Сэр, место, где я живу[52 - С апреля по октябрь 1725 г. Свифт гостит в Килка-Хаус у Томаса Шеридана (1678–1738) – учителя, проповедника, деда драматурга и политика Ричарда Бринсли Шеридана (1751–1816). В доме Т. Шеридана, одного из самых своих близких ирландских друзей, Свифт писал «Гулливера», задумал «Письма суконщика».], находится в восьми милях от почты, поэтому письмо это уйдет к Вам, может статься, не раньше чем через несколько дней. Слух, по счастью, на некоторое время ко мне вернулся – во всяком случае, настолько, чтобы не обременять тех, с кем я беседую, – впрочем, хвастаться когда-нибудь острым слухом мне придется едва ли. Всякий день до смерти боюсь рецидивов, к чему готовлю себя как могу, и не зря: зрение мое таково, что я не разбираю мелкого шрифта и не могу читать при свечах. Если я вдобавок еще и ослепну, то сделаюсь очень осанистым, мудрым и совершенно никчемным существом. Погода последнее время столь ужасна, что мне ни разу не удалось прокатиться верхом, и все мое развлечение – это наблюдать (и надзирать) за тем, как работают ирландцы. Живу я в лачуге, в совершенно глухом месте. Однако есть в этом даже своя прелесть. Я корчую деревья, таскаю камни, борюсь с неудобствами убогого жилища, отсутствием провизии и воровской сущностью здешнего люда.

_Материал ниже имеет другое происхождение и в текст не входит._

PR #675, opened 2025-04-16
CI: Use `ubuntu-latest` in release

lapla-cogito:
It looks like Ubuntu 20.04 has been retired from GitHub-hosted runners, causing the release CI to fail.
e.g.: https://github.com/davidlattimore/wild/actions/runs/14485332930/job/40629776730

### DIFF
--- a/.github/workflows/release.yml
+++ b/.github/workflows/release.yml
@@ -47,7 +47,7 @@ on:
 jobs:
   # Run 'dist plan' (or host) to determine what tasks we need to do
   plan:
-    runs-on: "ubuntu-20.04"
+    runs-on: "ubuntu-latest"
     outputs:
       val: ${{ steps.plan.outputs.manifest }}
       tag: ${{ !github.event.pull_request && github.ref_name || '' }}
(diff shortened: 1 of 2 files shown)


davidlattimore:
Thanks! I was looking at switching away from dist because of this, but this is definitely an easier option for now :)

davidlattimore:
One thing I'm not sure about is whether this means that the binary that's built will be linked against the glibc in ubuntu-latest. For example, if I take wild built on ubuntu-latest and try to run it on ubuntu-22.04, the following happens:

```sh
❯ ./wild
./wild: /lib/x86_64-linux-gnu/libc.so.6: version `GLIBC_2.39' not found (required by ./wild)
```

If that's the case here, then we could perhaps do the build in a container, which would let us build on an older version. Binaries built with an older glibc work fine on systems with newer glibc, just not the other way around.

lapla-cogito:
I see. Then I'll try updating it to use the latest stable version of Debian. Fortunately, it seems that `cargo-dist` allows us to configure that as well. (Though we're not sure how long we'll continue using `cargo-dist`, I expect we'll stick with it at least until the next release.)

PR #676, opened 2025-04-16
Use sections headers instead of program headers

### LINKED ISSUE #611: Rust tests/run-make/raw-dylib-elf fails because binary tries to load a wrong shared object
For reproducing the problem, I recommend doing this change:
```diff
diff --git a/tests/run-make/raw-dylib-elf/rmake.rs b/tests/run-make/raw-dylib-elf/rmake.rs
index 59f901ac1e..4a28256c3c 100644
--- a/tests/run-make/raw-dylib-elf/rmake.rs
+++ b/tests/run-make/raw-dylib-elf/rmake.rs
@@ -17,6 +17,7 @@
         .crate_type("bin")
         .input("main.rs")
         .arg(&format!("-Wl,-rpath={}", cwd().display()))
+        .arg("-Csave-temps")
         .run();

     // Now, *after* building the binary, we build the library...
```
It prevents removal of `/tmp/rust*` that contain the raw-dylib.

---

Import library created by Rust looks good at the first sight:
```
❯ readelf -Wa rustc947gHX/raw-dylibs/libf0ila6u5kpn02icz3y0bvel03.so
ELF Header:
  Magic:   7f 45 4c 46 02 01 01 00 00 00 00 00 00 00 00 00
  Class:                             ELF64
  Data:                              2's complement, little endian
  Version:                           1 (current)
  OS/ABI:                            UNIX - System V
  ABI Version:                       0
  Type:                              DYN (Shared object file)
  Machine:                           Advanced Micro Devices X86-64
  Version:                           0x1
  Entry point address:               0x0
  Start of program headers:          0 (bytes into file)
  Start of section headers:          112 (bytes into file)
  Flags:                             0x0
  Size of this header:               64 (bytes)
  Size of program headers:           0 (bytes)
  Number of program headers:         0
  Size of section headers:           64 (bytes)
  Number of section headers:         6
  Section header string table index: 1

Section Headers:
  [ 0]                   NULL            0000000000000000 000000 000000 00      0   0  0
  [ 1] .shstrtab         STRTAB          0000000000000000 000040 00002a 00      0   0  1
  [ 2] .text             PROGBITS        0000000000000000 000000 000000 00      0   0  1
  [ 3] .dynstr           STRTAB          0000000000000000 0001f0 00002a 00   A  0   0  1
  [ 4] .dynsym           DYNSYM          0000000000000000 000220 000030 18   A  3   1  8
  [ 5] .dynamic          DYNAMIC         0000000000000000 000250 000020 10  WA  3   0  8
Key to Flags:
  W (write), A (alloc), X (execute), M (merge), S (strings), I (info),
  L (link order), O (extra OS processing required), G (group), T (TLS),
  C (compressed), x (unknown), o (OS specific), E (exclude),
  D (mbind), l (large), p (processor specific)

There are no section groups in this file.

There are no program headers in this file.

There is no dynamic section in this file.

There are no relocations in this file.
No processor specific unwind information to decode

Symbol table '.dynsym' contains 2 entries:
     1: 0000000000000000     0 NOTYPE  GLOBAL DEFAULT    2 this_is_a_library_function

No version information found in this file.

❯ readelf -W -p .dynstr rustc947gHX/raw-dylibs/libf0ila6u5kpn02icz3y0bvel03.so

String dump of section '.dynstr':
  [     1]  liblibrary.so
  [     f]  this_is_a_library_function
```
But wild adds wrong dependency to DT_NEEDED:
```
❯ WILD_REFERENCE_LINKER=ld ./run-with ~/Projects/wild/target/release/wild
WARNING: wild: --plugin /usr/lib/gcc/x86_64-pc-linux-gnu/14.2.1/liblto_plugin.so is not yet supported
ld: warning: type and size of dynamic symbol `this_is_a_library_function' are not defined
wild: ./bin
ref: ./bin.ref-linker
.dynamic.DT_NEEDED
  wild libgcc_s.so.1,libc.so.6,ld-linux-x86-64.so.2,libf0ila6u5kpn02icz3y0bvel03.so
  ref libgcc_s.so.1,libc.so.6,ld-linux-x86-64.so.2,liblibrary.so
```

`libf0ila6u5kpn02icz3y0bvel03.so` is the name of the temporary import library created by rustc. Which means somehow there was no `soname` at this point: https://github.com/davidlattimore/wild/blob/3aa88140ee4e89da1ee76a399e6ba57ef4a0f44e/libwild/src/layout.rs#L4442-L4444
Following this trail, I've noticed `program_headers` are empty at this point for this import library: https://github.com/davidlattimore/wild/blob/3aa88140ee4e89da1ee76a399e6ba57ef4a0f44e/libwild/src/elf.rs#L258
Naturally, that's why `soname` is `None`.

I haven't investigated deeper, but I should be able to find time for it if nobody else steps up.

mati865:
Fixes #611 

In Rust repo:
```
❯ PATH=~/Projects/wild:$PATH ./x.py clean

❯ PATH=~/Projects/wild:$PATH ./x.py t --skip tests/debuginfo/ --skip tests/run-make/include-all-symbols-linking
...
Build completed successfully in 0:17:50
```

### DIFF
--- a/libwild/src/elf.rs
+++ b/libwild/src/elf.rs
@@ -2,7 +2,6 @@ use crate::arch::Architecture;
 use crate::error::Result;
 use crate::resolution::LoadedMetrics;
 use anyhow::Context;
-use anyhow::anyhow;
 use anyhow::bail;
 use anyhow::ensure;
 use bytemuck::Pod;
@@ -19,7 +18,6 @@ use object::LittleEndian;
 use object::read::elf::CompressionHeader;
 use object::read::elf::Dyn;
 use object::read::elf::FileHeader as _;
-use object::read::elf::ProgramHeader as _;
 use object::read::elf::RelocationSections;
 use object::read::elf::SectionHeader as _;
 use std::borrow::Cow;
@@ -60,7 +58,6 @@ pub(crate) struct File<'data> {
     pub(crate) sections: SectionTable<'data>,
     /// This may be symtab or dynsym depending on the file type.
     pub(crate) symbols: SymbolTable<'data>,
-    pub(crate) program_headers: &'data [ProgramHeader],
     pub(crate) versym: &'data [Versym],
 
     /// An iterator over the version definitions and the corresponding linked string table index.
@@ -118,19 +115,11 @@ impl<'data> File<'data> {
             }
         }
 
-        let program_headers = get_entries(
-            data,
-            header.e_phoff(endian) as usize,
-            header.e_phnum(endian) as usize,
-        )
-        .context("Failed to read program headers")?;
-
         Ok(Self {
             arch: architecture,
             data,
             sections,
             symbols,
-            program_headers,
             versym,
             verdef,
             verdefnum,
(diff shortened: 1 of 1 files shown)


mati865:
Ah, forgot to override the linker for tests.

PR #1664, opened 2026-03-08
chore: Make CI fail when a new external test passes

lapla-cogito:
Previously, we didn't configure CI to fail when new external tests passed, but since I think few false positives recently, we can now make CI fail when new tests pass. This helps keep the skip list up-to-date.


davidlattimore (approved):
Sounds good to me :)

PR #1666, opened 2026-03-08
fix: Emit error when shared objects required symbols are not provided

mati865:
Noticed this regression (it works fine with Wild 0.8) when building libwebp. Wild doesn't error when undefined symbols in SO are provided by other SO that we don't link. Because of this false-negative, libwebp's build system "thinks" `-lglut` is sufficient instead of `-lglut -lGL`.

Co-authored-by: David Lattimore <dvdlttmr@gmail.com>

### DIFF
--- a/libwild/src/layout.rs
+++ b/libwild/src/layout.rs
@@ -2791,10 +2791,17 @@ pub(crate) fn process_relocation<'data, 'scope, A: Arch, R: Relocation>(
             }
 
             queue.send_symbol_request::<A>(symbol_id, resources, scope);
+            // If the canonical symbol belongs to a shared object, use the file ID of symbols that
+            // made the reference.
+            let undefined_check_file_id = symbol_db.file_id_for_symbol(if flags.is_dynamic() {
+                local_symbol_id
+            } else {
+                symbol_id
+            });
             if should_emit_undefined_error::<A::Platform>(
                 object.object.symbol(local_sym_index)?,
                 object.file_id,
-                symbol_db.file_id_for_symbol(symbol_id),
+                undefined_check_file_id,
                 flags,
                 args,
                 symbol_db.output_kind,


mati865:
Bisected with jj:
> The first bad revision is: vxoxllzt bdedeb2c refactor: Several small refactorings to help support linker plugins (#1531)

I think I have inspected all the changes in that PR and they are fine (don't change the behaviour), apart from that inverse sorting change.
@davidlattimore I'll need your help here. So far we have either broken regular case or broken LTO case.

Those are `--sym-info` outputs with the revert:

Мир я ненавижу оттого, что становлюсь совершенно для него непригоден; я мог бы обрести счастье лишь при условии, что никогда не вернусь в Дублин, не буду ничего знать об этом городе и о том, что в нем происходит. Я вижу, Ваши враги взялись за Вас всерьез, – сочувствую. Я не согласен с философами: после здоровья богатство занимает в жизни человека самое важное место. Ведь жизнь – пустяк, и недостаток репутации с лихвой возмещается наивностью; разорение же делает человека рабом; нищенствовать не в пример хуже, чем потерять жизнь или доверие, ибо мы не заслуживаем ни того ни другого. А потому я более всего сокрушаюсь, что по недомыслию промотал все, что скопил на проклятую стену…[53 - Аллюзия на библейскую историю о винограднике Навуфея (3-я Цар., 21; 4-я Цар., 9).]
* * *
Александру Поупу
Дублин,
26 ноября 1725 г.
Сэр, я бы ответил раньше, если б лихорадка не свалила меня и не продержала в постели больше двух недель. Теперь я начинаю заранее оправдываться, поскольку, надеюсь, наша встреча вскоре состоится, и я должен не ударить лицом в грязь; кстати, о лице: если при встрече Вы меня не узнаете, Вам достаточно будет взять любое из моих писем и сравнить с моим лицом, – ведь и лицо человека, и его письма – равно двойники души. Боюсь, я неясно выразился, но в любом случае ничего плохого сказать не хотел; вдобавок не переношу кляксы. Перечитываю Ваше письмо и ясно вижу, что и Вы пишете то же самое, только более связно. Передайте, прошу Вас, лорду Болингброку, что я был бы только рад, если б его вновь отправили в ссылку, – тогда он опять, как встарь, писал бы мне философские, человеконенавистнические письма… Мне, черт возьми, мало презирать мир, я бы дразнил его, если б мог делать это, ничем не рискуя. Для человеконенавистников следовало бы открыть специальную лечебницу, чтобы они могли ненавидеть мир, сколько им вздумается. При этом строить большую больницу вовсе не обязательно – главное, чтобы больные ни в чем не нуждались… Вы и все мои друзья должны позаботиться о том, чтобы мою нелюбовь к миру не приписывали возрасту; в моем распоряжении есть надежные свидетели, которые готовы подтвердить: с двадцати до пятидесяти восьми лет чувство это оставалось неизменным. Поймите: я не питаю ненависти к человечеству – это vous autres[54 - вы, все прочие (фр.).]